--- START ---

Issue #310, opened 2017-01-18
Narrow to a particular date doesn't show the messages posted on that day exclusively.


Sam1301:
When I narrow to a particular date using enter date, sometimes I see messages from previous day as well.

![screenshot_20170119-021640](https://cloud.githubusercontent.com/assets/14239866/22083967/314f7cfc-ddf4-11e6-9a80-e35e3357ea43.png)

yadav-rahul:
Yes @Sam1301. I agree with you. Actually there are many bugs in the PR made by @vishwesh3.

@kunall17 I think we should revert `Enter Date`  PR till all issues related to it are resolved?

vishwesh3:
Thanks @sam1301 for reporting. I will look into this and update soon.

vishwesh3:
I have solved this issue using #311. Can you please try this solution on your device and let me know if this issue still persists?

Sam1301:
tried the changes :+1:

kunall17:
@yadav-rahul what other issues are you facing?

yadav-rahul:
@kunall17 As @anuradhagupta345 mentioned in #303, `Enter Date` feature was not working in my app too.
Also when I go to particular date and then press `One Day Before` then also it was showing no messages.

kunall17:
@vishwesh3 
>Also when I go to particular date and then press One Day Before then also it was showing no messages.

vishwesh3:
Working on this and update soon.

vishwesh3:
I have solved and updated PR https://github.com/zulip/zulip-android/pull/311. Now date filtration from local DB is successfully working.Let me know if this still persists. 
Once https://github.com/zulip/zulip/issues/3406 is solved we will able to fetch messages of a specific date and will no longer be dependent on only local DB.

PR #311, opened 2017-01-19
Fix:310 Show messages of that date exclusively

vishwesh3:
PR addressing #310

### DIFF
--- a/app/src/main/java/com/zulip/android/filters/NarrowFilterByDate.java
+++ b/app/src/main/java/com/zulip/android/filters/NarrowFilterByDate.java
@@ -3,23 +3,26 @@ package com.zulip.android.filters;
 import android.os.Parcel;
 import android.os.Parcelable;
 
-import com.j256.ormlite.stmt.SelectArg;
 import com.j256.ormlite.stmt.Where;
+import com.zulip.android.R;
+import com.zulip.android.ZulipApp;
 import com.zulip.android.models.Message;
 import com.zulip.android.models.Stream;
+import com.zulip.android.util.Constants;
 
 import org.json.JSONException;
 
 import java.sql.SQLException;
 import java.text.SimpleDateFormat;
+import java.util.Calendar;
 import java.util.Date;
+import java.util.Locale;
 
 public class NarrowFilterByDate implements NarrowFilter {
 
     public static final Parcelable.Creator<NarrowFilterByDate> CREATOR = new Parcelable.Creator<NarrowFilterByDate>() {
         public NarrowFilterByDate createFromParcel(Parcel in) {
-
-            return new NarrowFilterByDate();
+            return new NarrowFilterByDate(new Date(in.readLong()));
         }
 
         public NarrowFilterByDate[] newArray(int size) {
@@ -27,6 +30,8 @@ public class NarrowFilterByDate implements NarrowFilter {
         }
     };
     private Date date = new Date();
+    private static Calendar calendar = Calendar.getInstance();
+    private static Calendar calendar2 = Calendar.getInstance();
 
     public NarrowFilterByDate() {
     }
@@ -35,44 +40,45 @@ public class NarrowFilterByDate implements NarrowFilter {
         this.date = date;
     }
 
-    /**
-     * Checks two dates are of same day or not
-     *
-     * @param date1 long date1 to be compared with date2
-     * @param date2 long date2 to be compared with date1
-     * @return boolean
-     */
-    private static boolean isSameDay(long date1, long date2) {
-        return date1 / 86400000 == date2 / 86400000;
-    }
-
     public int describeContents() {
         return 0;
     }
 
     public void writeToParcel(Parcel dest, int flags) {
+        dest.writeLong(date.getTime());
     }
 
     @Override
     public Where<Message, Object> modWhere(Where<Message, Object> where)
             throws SQLException {
-        where.like(Message.TIMESTAMP_FIELD, new SelectArg(date));
+        Calendar calendar = Calendar.getInstance();
+        calendar.setTime(date);
+        calendar.set(Calendar.HOUR_OF_DAY, 0);
+        calendar.set(Calendar.MINUTE, 0);
+        calendar.set(Calendar.SECOND, 0);
+        calendar.set(Calendar.MILLISECOND, 0);
+
+        Date fromDate = calendar.getTime();
+        calendar.add(Calendar.DAY_OF_MONTH, 1);
+        Date toDate = calendar.getTime();
+
+        where.between(Message.TIMESTAMP_FIELD, fromDate, toDate);
         return where;
     }
 
     @Override
     public boolean matches(Message msg) {
-        return isSameDay(date.getTime(), msg.getTimestamp().getTime());
+        return isSameDay(date, new Date(msg.getTimestamp().getTime()));
     }
 
     @Override
     public String getTitle() {
-        return isSameDay(date.getTime(), new Date().getTime()) ? "Today Messages" : "Messages";
+        return isSameDay(date, new Date()) ? ZulipApp.get().getString(R.string.today_messages) : ZulipApp.get().getString(R.string.messages);
     }
 
     @Override
     public String getSubtitle() {
-        SimpleDateFormat dateFormat = new SimpleDateFormat("dd/MM/yyyy");
+        SimpleDateFormat dateFormat = new SimpleDateFormat(Constants.DATE_FORMAT, Locale.getDefault());
         return dateFormat.format(date);
     }
 
@@ -94,5 +100,19 @@ public class NarrowFilterByDate implements NarrowFilter {
     @Override
     public String toString() {
         return "{}";
+    }
+
+    /**
+     * Checks two dates are of same day or not
+     *
+     * @param date1 Date date1 to be compared with date2
+     * @param date2 Date date2 to be compared with date1
+     * @return boolean
+     */
+    private static boolean isSameDay(Date date1, Date date2) {
+        calendar.setTime(date1);
+        calendar2.setTime(date2);
+        return calendar.get(Calendar.YEAR) == calendar2.get(Calendar.YEAR) &&
+                calendar.get(Calendar.DAY_OF_YEAR) == calendar2.get(Calendar.DAY_OF_YEAR);
     }
 }
--- a/app/src/main/java/com/zulip/android/models/Message.java
+++ b/app/src/main/java/com/zulip/android/models/Message.java
@@ -20,6 +20,7 @@ import com.j256.ormlite.stmt.DeleteBuilder;
 import com.j256.ormlite.table.DatabaseTable;
 import com.zulip.android.R;
 import com.zulip.android.ZulipApp;
+import com.zulip.android.util.Constants;
 import com.zulip.android.util.CustomHtmlToSpannedConverter;
 import com.zulip.android.util.UrlHelper;
 import com.zulip.android.util.ZLog;
@@ -196,7 +197,7 @@ public class Message {
             this.setSubject(null);
         }
 
-        this.setTimestamp(new Date(message.getLong("timestamp") * 1000));
+        this.setTimestamp(new Date(message.getLong("timestamp") * Constants.MILLISECONDS_IN_A_MINUTE));
         this.setMessageRead(false);
     }
 
--- a/app/src/main/java/com/zulip/android/util/Constants.java
+++ b/app/src/main/java/com/zulip/android/util/Constants.java
@@ -1,0 +1,10 @@
+package com.zulip.android.util;
+
+/**
+ * List of all Constants used in the projects
+ */
+
+public class Constants {
+    public static int MILLISECONDS_IN_A_MINUTE = 1000;
+    public static String DATE_FORMAT = "dd/MM/yyyy";
+}
--- a/app/src/main/res/values/strings.xml
+++ b/app/src/main/res/values/strings.xml
@@ -125,6 +125,8 @@
     <string name="SHOW">SHOW</string>
     <string name="notify_stream" formatted="false">" in %1$s/%2$s"</string>
     <string name="notify_private" formatted="false">from %1$s</string>
+    <string name="today_messages">Today Messages</string>
+    <string name="messages">Messages</string>
     <plurals name="new_message_mul_sender">
         <item quantity="one">%d new message</item>
         <item quantity="other">%d new messages</item>


smarx:

Sam1301:
Nice @vishwesh3 , works well :+1:

Sam1301:
just noticed the commit message, it doesn't include the hash `#` before issue number :)

kunall17:
- Include the # in the commit message
- Code not formatted! 

Otherwise LGTM!

vishwesh3:
Done

vishwesh3:
Now messages are filtered from local DB are shown. Filtering will be enhanced once https://github.com/zulip/zulip/issues/3406 is solved. 

https://drive.google.com/open?id=0BwZ3hknwHurYUDJObm0ybDZmUU0

app/src/main/java/com/zulip/android/filters/NarrowFilterByDate.java
```diff
@@ -56,23 +47,30 @@ public void writeToParcel(Parcel dest, int flags) {
     @Override
     public Where<Message, Object> modWhere(Where<Message, Object> where)
             throws SQLException {
-        where.like(Message.TIMESTAMP_FIELD, new SelectArg(date));
+        DateUtils.truncate(new Date(), java.util.Calendar.DAY_OF_MONTH);
```
kunall17: `DateUtils.truncate` returns an rounded date you are not using this why is this here?

https://commons.apache.org/proper/commons-lang/javadocs/api-2.6/org/apache/commons/lang/time/DateUtils.html#truncate(java.util.Calendar, int)

app/src/main/java/com/zulip/android/filters/NarrowFilterByDate.java
```diff
@@ -56,23 +47,30 @@ public void writeToParcel(Parcel dest, int flags) {
...
+        Calendar calendar = Calendar.getInstance();
+        calendar.setTime(date);
+        calendar.set(Calendar.HOUR_OF_DAY,0);
+        calendar.set(Calendar.MINUTE,0);
+        calendar.set(Calendar.SECOND,0);
+        calendar.set(Calendar.MILLISECOND, 0);
+        where.between(Message.TIMESTAMP_FIELD,calendar.getTime().getTime(),calendar.getTime().getTime()+86400000);
```
kunall17: Declare this 86400000 into a constant, this would help to understand this easier!

kunall17: Also format your code!

app/src/main/java/com/zulip/android/models/Message.java
```diff
@@ -104,7 +105,7 @@
     private String subject;
     @SerializedName("timestamp")
     @DatabaseField(columnName = TIMESTAMP_FIELD)
-    private Date timestamp;
+    private long timestamp;
```
kunall17: Changing the column fields isn't the best option, will it still work even for the old message table?

app/src/main/java/com/zulip/android/filters/NarrowFilterByDate.java
vishwesh3: Removed `DateUtils.truncate`. Forgot to remove it before

app/src/main/java/com/zulip/android/filters/NarrowFilterByDate.java
vishwesh3: Done

app/src/main/java/com/zulip/android/models/Message.java
vishwesh3: As column field is changed so DB version is increased and onUpdate method is called. Thus it working for old messages too. :)

Sam1301: @vishwesh3 just trying to understand the code, can you please tell why changing the type of timestamp in message model is needed?

vishwesh3: Let's take a example (assume that back dated messages are stored in local DB (will be fine once https://github.com/zulip/zulip/issues/3406 is done) and today's date is  25/01/2017)

Now when we narrow to date let's say 20/01/2017. 
**Before this PR**
Database query is done with `where.like(Message.TIMESTAMP_FIELD, new SelectArg(date));` (https://github.com/zulip/zulip-android/blob/master/app/src/main/java/com/zulip/android/filters/NarrowFilterByDate.java#L59) rather than filtering messages of that specific date it just do nothing. When I debugged I found that list contains messages of all dates, but messages of other days ( except 20/01/2017) are not shown because it returns false on match (https://github.com/zulip/zulip-android/blob/master/app/src/main/java/com/zulip/android/filters/NarrowFilterByDate.java#L65). All DB quires are done with limit of 100. 
**Case 1**
So if messages from 20 to 25 are less than 100 thus messages returned by DB query includes messages of 20 and only messages dated 20 are shown with the help of match method. 
**Case 2**
Messages from 20 to 25 are greater than 100 thus messages returned by DB query does not include messages of 20, even if they are stored in the local DB. Also no messages are displayed so scrolling is not possible and no further DB quires takes place.

**Problem** Where clause is not working as per expectation.

**In this PR**
Changed where clause (https://github.com/vishwesh3/zulip-android/blob/narrow/app/src/main/java/com/zulip/android/filters/NarrowFilterByDate.java#L57) 
Now DB query returns only those messages whose timestamp is in between narrowed date.

Sam1301: @vishwesh3 I really appreciate how well you explained your point :) Although I still feel that changing the type of timestamp for a message is unnecessary. Ormlite [where.between](http://ormlite.com/javadoc/ormlite-core/com/j256/ormlite/stmt/Where.html#between(java.lang.String,%20java.lang.Object,%20java.lang.Object)) can take any type of data (in this case Date()) to return a modulated where. So I tried these [changes](https://gist.github.com/Sam1301/90a7271024e2b560d46e7f885a332198) to NarrowFilterByDate.java and it worked for me. The code in my example could obviously be more concise but I guess you get the point :)

vishwesh3: Thanks @Sam1301 I will play around and will update soon.

vishwesh3: Done :)

vishwesh3:
Done :) 
Please have a final look.

app/src/main/java/com/zulip/android/filters/NarrowFilterByDate.java
```diff
@@ -56,23 +46,37 @@ public void writeToParcel(Parcel dest, int flags) {
...
+        calendar.set(Calendar.MILLISECOND, 0);
+
+        Calendar calendar1 = Calendar.getInstance();
+        calendar1.setTime(date);
+        calendar1.set(Calendar.HOUR_OF_DAY, 0);
+        calendar1.set(Calendar.MINUTE, 0);
+        calendar1.set(Calendar.SECOND, 0);
+        calendar1.set(Calendar.MILLISECOND, 0);
+        calendar1.add(Calendar.DAY_OF_MONTH, 1);
+        where.between(Message.TIMESTAMP_FIELD, calendar.getTime(), calendar1.getTime());
```
Sam1301: there is some code duplication here, can be reduced

vishwesh3: Done.

app/src/main/java/com/zulip/android/filters/NarrowFilterByDate.java
```diff
@@ -56,23 +47,33 @@ public void writeToParcel(Parcel dest, int flags) {
...
+        calendar.setTime(date);
+        calendar.set(Calendar.HOUR_OF_DAY, 0);
+        calendar.set(Calendar.MINUTE, 0);
+        calendar.set(Calendar.SECOND, 0);
+        calendar.set(Calendar.MILLISECOND, 0);
+
+        Calendar calendar1 = Calendar.getInstance();
+        calendar1.setTime(calendar.getTime());
+        calendar1.add(Calendar.DAY_OF_MONTH, 1);
+        where.between(Message.TIMESTAMP_FIELD, calendar.getTime(), calendar1.getTime());
```
Sam1301: ok so here we are creating 2 Calendar instances. I think we could use just one calendar instance
Example:
```
date1 = calendar.getTime();
calendar.add(DAY_OF_MONTH, 1);
date2 = calendar.getTime();
```

app/src/main/java/com/zulip/android/filters/NarrowFilterByDate.java
```diff
@@ -3,16 +3,18 @@
...
 
 import org.json.JSONException;
 
 import java.sql.SQLException;
 import java.text.SimpleDateFormat;
+import java.util.Calendar;
 import java.util.Date;
+import java.util.Locale;
 
 public class NarrowFilterByDate implements NarrowFilter {
```
Sam1301: Also I just noticed, that we are not using writeToParcel method in NarrowFilterByDate. When we need to pass objects across activities we implement the [Parcelable interface](https://developer.android.com/reference/android/os/Parcelable.html) for those object classes. We are saving NarrowFilter instances in a [bundle](https://github.com/zulip/zulip-android/blob/master/app/src/main/java/com/zulip/android/activities/MessageListFragment.java#L81) to save the state. See [NarrowFilterStream](https://github.com/zulip/zulip-android/blob/master/app/src/main/java/com/zulip/android/filters/NarrowFilterStream.java) for example.

app/src/main/java/com/zulip/android/filters/NarrowFilterByDate.java
vishwesh3: Done :)

app/src/main/java/com/zulip/android/filters/NarrowFilterByDate.java
```diff
@@ -35,44 +37,45 @@ public NarrowFilterByDate(Date date) {
...
-    private static boolean isSameDay(long date1, long date2) {
-        return date1 / 86400000 == date2 / 86400000;
-    }
-
     public int describeContents() {
         return 0;
     }
 
     public void writeToParcel(Parcel dest, int flags) {
+        dest.writeValue(date);
```
Sam1301: When you write data to parcel, it is analogous to serialization, so we also need to deserialize the result to get back the NarrowFilterByDate instance in [creator createfromparcel](https://github.com/zulip/zulip-android/blob/master/app/src/main/java/com/zulip/android/filters/NarrowFilterByDate.java#L19).

app/src/main/java/com/zulip/android/filters/NarrowFilterByDate.java
```diff
@@ -3,23 +3,25 @@
...
+import java.util.Locale;
 
 public class NarrowFilterByDate implements NarrowFilter {
 
     public static final Parcelable.Creator<NarrowFilterByDate> CREATOR = new Parcelable.Creator<NarrowFilterByDate>() {
         public NarrowFilterByDate createFromParcel(Parcel in) {
-
-            return new NarrowFilterByDate();
+            in.setDataPosition(0);
+            return new NarrowFilterByDate((Date) in.readValue(Date.class.getClassLoader()));
```
vishwesh3: Deserialized the result to get back the NarrowFilterByDate instance. :)

app/src/main/java/com/zulip/android/filters/NarrowFilterByDate.java
vishwesh3: Done :)

app/src/main/java/com/zulip/android/filters/NarrowFilterByDate.java
Sam1301: Awesome :) Only one comment though, we don't need to set data position to initial since its already set in the beginning when createFromParcel is called :)

Sam1301: btw just a suggestion, by using writeValue(Date object) we are using general serialization which is kinda slow pref wise against parcelable, and that is the whole point why in android parcelable is preferred over general serialization(https://developer.android.com/reference/android/os/Parcel.html#writeValue(java.lang.Object))

Sam1301:
@vishwesh3 also can you please squash the two commits as they both address the same problem? Maybe even add more description to commit message explaining "why" the change is needed :)

app/src/main/java/com/zulip/android/filters/NarrowFilterByDate.java
vishwesh3: Used long and created Date with it at the time of deserialization. :)

Sam1301:
@vishwesh3 awesome, can you please fix some typos in the commit message :)

app/src/main/java/com/zulip/android/filters/NarrowFilterByDate.java
Sam1301: cool :)

app/src/main/java/com/zulip/android/filters/NarrowFilterByDate.java
```diff
@@ -35,44 +36,45 @@ public NarrowFilterByDate(Date date) {
...
     @Override
     public boolean matches(Message msg) {
-        return isSameDay(date.getTime(), msg.getTimestamp().getTime());
+        return isSameDay(date, new Date(msg.getTimestamp().getTime()));
     }
 
     @Override
     public String getTitle() {
-        return isSameDay(date.getTime(), new Date().getTime()) ? "Today Messages" : "Messages";
+        return isSameDay(date, new Date()) ? "Today Messages" : "Messages";
```
kunall17: User displayed strings in strings.xml!

app/src/main/java/com/zulip/android/filters/NarrowFilterByDate.java
```diff
@@ -95,4 +97,20 @@ public String getJsonFilter() throws JSONException {
...
+     * Checks two dates are of same day or not
+     *
+     * @param date1 Date date1 to be compared with date2
+     * @param date2 Date date2 to be compared with date1
+     * @return boolean
+     */
+    private static boolean isSameDay(Date date1, Date date2) {
+        Calendar calendar = Calendar.getInstance();
+        calendar.setTime(date1);
+        Calendar calendar2 = Calendar.getInstance();
```
kunall17: This isSameDay will be called very frequently via https://github.com/zulip/zulip-android/blob/a4374c12240d3714710f2dac4376dbecc692a49c/app/src/main/java/com/zulip/android/activities/MessageListFragment.java#L335 
So i'm kinda confused is this getInstance returning a new object? 
If so it would be better to cache these two objects!

app/src/main/java/com/zulip/android/filters/NarrowFilterByDate.java
vishwesh3: Done :)

app/src/main/java/com/zulip/android/filters/NarrowFilterByDate.java
vishwesh3: Done :)

kunall17:
@timabbott LGTM!

timabbott:
@vishwesh3 I cleaned up the typos in your commit message and merged this as 41ceacd2522a4b727f7455b74afb4e55d2f401f3.

Thanks for fixing this!!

--- END ---

- _Task instructions_: In these records, tally the lines that contain the string "there", and give only the result.

- _Task solution_: 2